▶ [Task instructions]: Each line of the data should be transcribed exactly as given.

▶ [Material provided]:
===
PR #2069, opened 2018-02-09
Use waveform_transforms in pycbc_create_injections

soumide1102:
This PR : Allows `pycbc_create_injections` to use `waveform_transforms` from the config file. Also saves the additional parameters that are returned after applying the transforms, to the output hdf file.

### DIFF
--- a/bin/pycbc_create_injections
+++ b/bin/pycbc_create_injections
@@ -239,15 +239,19 @@ variable_args, static_args, constraints = \
                                      prior_section=opts.dist_section)
 
 if cp.has_section('replace_parameters'):
-    replace_args, out_args = option_utils.read_sampling_args_from_config(cp,
+    replace_args, replace_out_args = option_utils.read_sampling_args_from_config(cp,
                                section='replace_parameters')
     write_transforms = transforms.read_transforms_from_config(cp, 'transform')
     write_args = [arg for arg in variable_args if arg not in replace_args]
-    write_args += out_args
+    write_args += replace_out_args
 else:
     write_args = variable_args
     write_transforms = None
 
+if any(cp.get_subsections('waveform_transforms')):
+    waveform_transforms = transforms.read_transforms_from_config(cp, 'waveform_transforms')
+else:
+    waveform_transforms = None
 
 # get prior distribution for each variable parameter
 logging.info("Reading distributions")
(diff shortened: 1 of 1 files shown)


soumide1102:
@cdcapano Do you want the `[sampling_transforms-..]` section to be used both in create_injections as well as the PE code? If so, suppose we are running a PP workflow where the PE code is drawing the priors from say (mass1, mass2) and sampling in (mchirp, q), create_injections will also also draw the injection params from (mass1,mass2) and then save the (mchirp,q) values too in the injection output file. Whereas, in this case the waveform generator does not need (mchirp,q) to generate the injections. So, do you think we could put in an argument something like `--use-sampling-transform`  in create_injections to give the user a choice whether or not to read `[sampling_transforms-..]` from the config file.

cdcapano:
@soumide1102 No, `create_injections` should just ignore the `sampling_transforms` section. The sampling parameters are purely related to PE: they are used to make the sampler converge faster. That really has nothing to do with creating injections.

soumide1102:
@cdcapano So do you want the `[transform-..] section to be kept the same in create_injections, and just remove `replace_parameters` so that nothing is replaced, and *all* the variable args + the transformed ones are saved in the injection file? 
Sorry, I thought you wanted it to be the same as [sampling_transforms..] when you said "transforms section be renamed to be the same as in the PE code."

cdcapano:
@soumide1102 

> So do you want the [transform-..] section to be kept the same in create_injections

Well, I do want it renamed to `waveform_transforms`, as you've already done, so that it's the same as in the PE code.

> and just remove `replace_parameters` so that nothing is replaced, and all the variable args + the transformed ones are saved in the injection file?

Yes, that's right.

soumide1102:
Ah, okay. I see. I'll make the changes.

soumide1102:
@cdcapano I've removed the code for the replace_parameters section and made pycbc_create_injections to be able to use static args if waveforms_transforms is used to generate new parameters. Also modified the docs. Could you please take a look?

bin/pycbc_create_injections
```diff
@@ -22,8 +22,7 @@ Config file syntax
 ------------------
 The configuration file should have a [variable_args], a [static_args],
 and one or more [distribution] sections. Multiple [constraint] sections and
-a [replace_parameters] and one or more [transform] sections may also be
-provided. An example:
+one or more [waveforms_transforms] sections may also be provided. An example:
```
cdcapano: `[waveforms_transforms]` --> `[waveform_transforms]`

bin/pycbc_create_injections
```diff
@@ -89,11 +84,10 @@ arguments to initialize that distribution; see the distributions module for
 details.
 
 The variable_args need not be parameters understood by the waveform module.  In
-that case, a [replace_parameters] section and corresponding [transform]
-sections must be provided that map variable_args not understood by the waveform
-module to parameters that are understood. In the above example, spin1_a,
-spin1_azimuthal, and spin1_polar are converted to spin1x, spin1y, and spin1z
-before being written out. Any transform in the transforms module may be used to
+that case, a [waveforms_transforms] sections must be provided that map variable_args
```
cdcapano: `a [waveforms_transforms] sections` --> `one or more [waveform_transforms] sections`

soumide1102:
Thanks for spotting the typo! :)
===
▶ [Answer]:
PR #2069, opened 2018-02-09
Use waveform_transforms in pycbc_create_injections

soumide1102:
This PR : Allows `pycbc_create_injections` to use `waveform_transforms` from the config file. Also saves the additional parameters that are returned after applying the transforms, to the output hdf file.

### DIFF
--- a/bin/pycbc_create_injections
+++ b/bin/pycbc_create_injections
@@ -239,15 +239,19 @@ variable_args, static_args, constraints = \
                                      prior_section=opts.dist_section)
 
 if cp.has_section('replace_parameters'):
-    replace_args, out_args = option_utils.read_sampling_args_from_config(cp,
+    replace_args, replace_out_args = option_utils.read_sampling_args_from_config(cp,
                                section='replace_parameters')
     write_transforms = transforms.read_transforms_from_config(cp, 'transform')
     write_args = [arg for arg in variable_args if arg not in replace_args]
-    write_args += out_args
+    write_args += replace_out_args
 else:
     write_args = variable_args
     write_transforms = None
 
+if any(cp.get_subsections('waveform_transforms')):
+    waveform_transforms = transforms.read_transforms_from_config(cp, 'waveform_transforms')
+else:
+    waveform_transforms = None
 
 # get prior distribution for each variable parameter
 logging.info("Reading distributions")
(diff shortened: 1 of 1 files shown)


soumide1102:
@cdcapano Do you want the `[sampling_transforms-..]` section to be used both in create_injections as well as the PE code? If so, suppose we are running a PP workflow where the PE code is drawing the priors from say (mass1, mass2) and sampling in (mchirp, q), create_injections will also also draw the injection params from (mass1,mass2) and then save the (mchirp,q) values too in the injection output file. Whereas, in this case the waveform generator does not need (mchirp,q) to generate the injections. So, do you think we could put in an argument something like `--use-sampling-transform`  in create_injections to give the user a choice whether or not to read `[sampling_transforms-..]` from the config file.

cdcapano:
@soumide1102 No, `create_injections` should just ignore the `sampling_transforms` section. The sampling parameters are purely related to PE: they are used to make the sampler converge faster. That really has nothing to do with creating injections.

soumide1102:
@cdcapano So do you want the `[transform-..] section to be kept the same in create_injections, and just remove `replace_parameters` so that nothing is replaced, and *all* the variable args + the transformed ones are saved in the injection file? 
Sorry, I thought you wanted it to be the same as [sampling_transforms..] when you said "transforms section be renamed to be the same as in the PE code."

cdcapano:
@soumide1102 

> So do you want the [transform-..] section to be kept the same in create_injections

Well, I do want it renamed to `waveform_transforms`, as you've already done, so that it's the same as in the PE code.

> and just remove `replace_parameters` so that nothing is replaced, and all the variable args + the transformed ones are saved in the injection file?

Yes, that's right.

soumide1102:
Ah, okay. I see. I'll make the changes.

soumide1102:
@cdcapano I've removed the code for the replace_parameters section and made pycbc_create_injections to be able to use static args if waveforms_transforms is used to generate new parameters. Also modified the docs. Could you please take a look?

bin/pycbc_create_injections
```diff
@@ -22,8 +22,7 @@ Config file syntax
 ------------------
 The configuration file should have a [variable_args], a [static_args],
 and one or more [distribution] sections. Multiple [constraint] sections and
-a [replace_parameters] and one or more [transform] sections may also be
-provided. An example:
+one or more [waveforms_transforms] sections may also be provided. An example:
```
cdcapano: `[waveforms_transforms]` --> `[waveform_transforms]`

bin/pycbc_create_injections
```diff
@@ -89,11 +84,10 @@ arguments to initialize that distribution; see the distributions module for
 details.
 
 The variable_args need not be parameters understood by the waveform module.  In
-that case, a [replace_parameters] section and corresponding [transform]
-sections must be provided that map variable_args not understood by the waveform
-module to parameters that are understood. In the above example, spin1_a,
-spin1_azimuthal, and spin1_polar are converted to spin1x, spin1y, and spin1z
-before being written out. Any transform in the transforms module may be used to
+that case, a [waveforms_transforms] sections must be provided that map variable_args
```
cdcapano: `a [waveforms_transforms] sections` --> `one or more [waveform_transforms] sections`

soumide1102:
Thanks for spotting the typo! :)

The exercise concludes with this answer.